Im totally confused :wacko: nd need advice, is it worth going through csa? xxx


----------



## Laura--x

Im trying to figure that out myself. Having problems with FOB and arrangments with him seeing maisie, but if im quite honest.. i cant be bothered to go through it all :dohh:


----------



## babybaillie

The only way it is worth it is if FOB refuses to pay u. If u can make an arrangement with ur ex between u both then its far better to do that. The csa make out there there for the childs best interests, but this isnt the case.


----------



## babyndme

well FOB hasnt been to see LO over a week now, nd he's really getting me worked up with payments...he's ready to give me 100 a month, but he wants to put it into an account, give me a card so he can see what i buy!!! the cheek he had to tell me incase I spent it on my own, but since i found out i was pregnant i havent really spent any money on my own, and paid for evrything for baby on my own!! what should i do?? xxx


----------



## babybaillie

If hes happy to go ahead and set that up id go for it. If he delays anymore tell him u will just go to the csa, but it can take a long time to get any money. where as if hes happy to start this up asap go for it. Spend it as u see fit. I usually spend my ex's money on clothes and toys. He sees that as wasting it. But at d end of the day i buy essentials and use his money as extra so i never have to rely on it, if u no what i mean.


----------



## Nosy_Cow

My experience with the CSA is a slightly unusual one! My partner has a 6 year old daughter and he paid his ex-girlfriend £30 per week (this is without the CSA). Then he went onto monthly pay and so he paid her £120 per month in cash but she refused to give him a receipt as proof and also refused to give him her bank details so he could set up a standing order! Then one month he simply couldn't afford to pay the full lot of he had been off work on sick. So he paid her £80 instead and said she'd get the rest the following month. 

Well she didn't like this and went straight to the CSA even though he had NEVER missed any payments before (not that he had any proof - sneaky little cow!). So he stopped paying her when he got the letter through (that was addressed to his mum not him?!?).

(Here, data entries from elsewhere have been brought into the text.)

PR #2688, opened 2026-05-05
Fix: Athena dqn containing forward slash in catalog

Niels-b:
## Description

  - Athena DQNs may contain forward slashes
  - Maybe, our test suite should uncover such issues.

## Checklist

  - [ ] CI run: https://github.com/sodadata/soda-extensions/actions/runs/25368860205 and https://github.com/sodadata/soda-extensions/actions/runs/25440849371


m1n0:
A few suggestions, none blocking:

**1. Collapse the two normalization helpers into one.** `AthenaDataSourceImpl._normalize_athena_prefixes` (returns `(catalog, schema)`) and `AthenaSqlDialect._normalize_prefix` (returns `list[str]`) encode the same rule — "everything-but-last → catalog, last → schema" — in two places, with subtly different thresholds (`len > 2` vs. always-join). They're also inconsistent in shape because they feed different override seams in different base classes.

Worth unifying to a single module-level helper:

```python
def _collapse_athena_prefixes(prefixes: Optional[list[str]]) -> tuple[Optional[str], Optional[str]]:
    if not prefixes:
        return None, None
    if len(prefixes) == 1:
        return prefixes[0], None
    return "/".join(prefixes[:-1]), prefixes[-1]
```

…and have both the `extract_*_from_prefix` overrides and the dialect's qualify methods route through it (the dialect just needs a tiny list-shaped adapter on top). It also removes the `Class._method(None, …)` hack the unit tests use today, which is itself a tell that the method should be a free function or `@staticmethod`.

**2. Add a comment on the `extract_*_from_prefix` overrides** explaining *why* the index-based seam is bypassed — i.e. that the base relies on `sql_dialect.get_database_prefix_index()` / `get_schema_prefix_index()` (fixed indices), and Athena can't use that here because a slash-containing catalog spans an arbitrary number of post-parse prefix elements. Otherwise the next person to touch this will wonder why we're not using the index machinery the rest of the codebase uses.

**3. Suggest filing a follow-up ticket for the root-cause fix.** The post-parse recovery only works because Athena has a fixed 2-level structure; it doesn't generalize, and anyone iterating `DatasetIdentifier.prefixes` directly (outside of the overridden paths) silently gets the over-split form. The proper fix is to escape `/` (or pick a separator that can't appear in identifiers) in DQN segments at construction time so `DatasetIdentifier.parse()` recovers the right shape without connector-specific post-processing. Migration is non-trivial (persisted DQNs in Cloud, hashes via `to_hash()`), so it's its own piece of work — but worth tracking so this workaround doesn't quietly become the long-term design. Reference the ticket from the helper's docstring once filed.

Also unrelated: the `execute_update(..., log_query: bool = True)` change has nothing to do with the slash-catalog fix — could probably be split into its own PR.

m1n0 (approved):
approved with caveats, I am not a huge fan of forking and post-processing just for athena

Niels-b:
Thanks for the review @m1n0 . I agree, it's a bandaid fix for now. But we have to verify it first. Then we can think about fixing the root cause properly. I think we may have something similar for Dremio 🤔 .

PR #2689, opened 2026-05-06
feat: expose live session timezone on each DataSourceConnection

Niels-b:
Add a `get_session_timezone()` accessor (cached, with UTC fallback) on the base `DataSourceConnection`, plus per-adapter `_fetch_session_timezone()` overrides that issue the appropriate vendor SQL: SHOW timezone (postgres/redshift), SHOW PARAMETERS (snowflake), current_timezone() (databricks/trino), current_setting (duckdb), SYSDATETIMEOFFSET() (the SQL Server family — works on SQL Server proper as well as Fabric DW and Synapse where CURRENT_TIMEZONE_ID is unsupported). BigQuery, Athena, Dremio and SparkDF return UTC directly.

This is purely additive infrastructure for the diagnostics-warehouse value-mapper layer to canonicalize TIMESTAMP_TZ values across heterogeneous source/target pairs. No existing behavior changes — nothing reads from the new method yet.

A new integration test under soda-tests/tests/integration verifies for every adapter that (a) the call returns a usable tzinfo, (b) repeat calls are cached, (c) the live session TZ matches an EXPECTED_SESSION_TIMEZONES mapping (catches silent drift), and (d) the underlying SQL produces no warning/error log records.

## Description

## Checklist

- [ ] I added a test to verify the new functionality.

### DIFF
--- a/soda-core/src/soda_core/common/data_source_connection.py
+++ b/soda-core/src/soda_core/common/data_source_connection.py
@@ -81,9 +81,7 @@ class DataSourceConnection(ABC):
             try:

She made up some story that he hadn't paid her for month's to get more money out of him and the CSA bought it (because he didn't have receipts as proof only cash was taken out on that date on his bank statement - not enough proof apparently)! So even though he had never missed a payment apart from that once and he paid her the extra £40 the following month he still got taken to the CSA and now has to pay £152 a month. That's fine by us but his ex had to wait 4 months for the money to filter through (from applying to getting some money) even though they had taken the money from him in the first month. She also rang him *everyday *of the 4 months asking for her money when it had already gone to the CSA. 

So don't expect money straight away! To be honest I don't think it's worth it unless you are desperate and the father won't pay a penny! If the father is paying give him a receipt! Be fair to him! I've seen it from the other side and it's not nice! Let him set up a standing order going straight into your bank that way you both know where you stand. And if he prefers to pay in cash them give him a receipt. If he misses a payment give him the benefit of the doubt and let him have one more chance. If he continually misses payments then talk to the CSA about it but only if he continues to miss payments. Be reasonable - if he's off work or on benefits let him pay what he can afford not what you want! They'll be better respect between you and him and your child will pick up on this! 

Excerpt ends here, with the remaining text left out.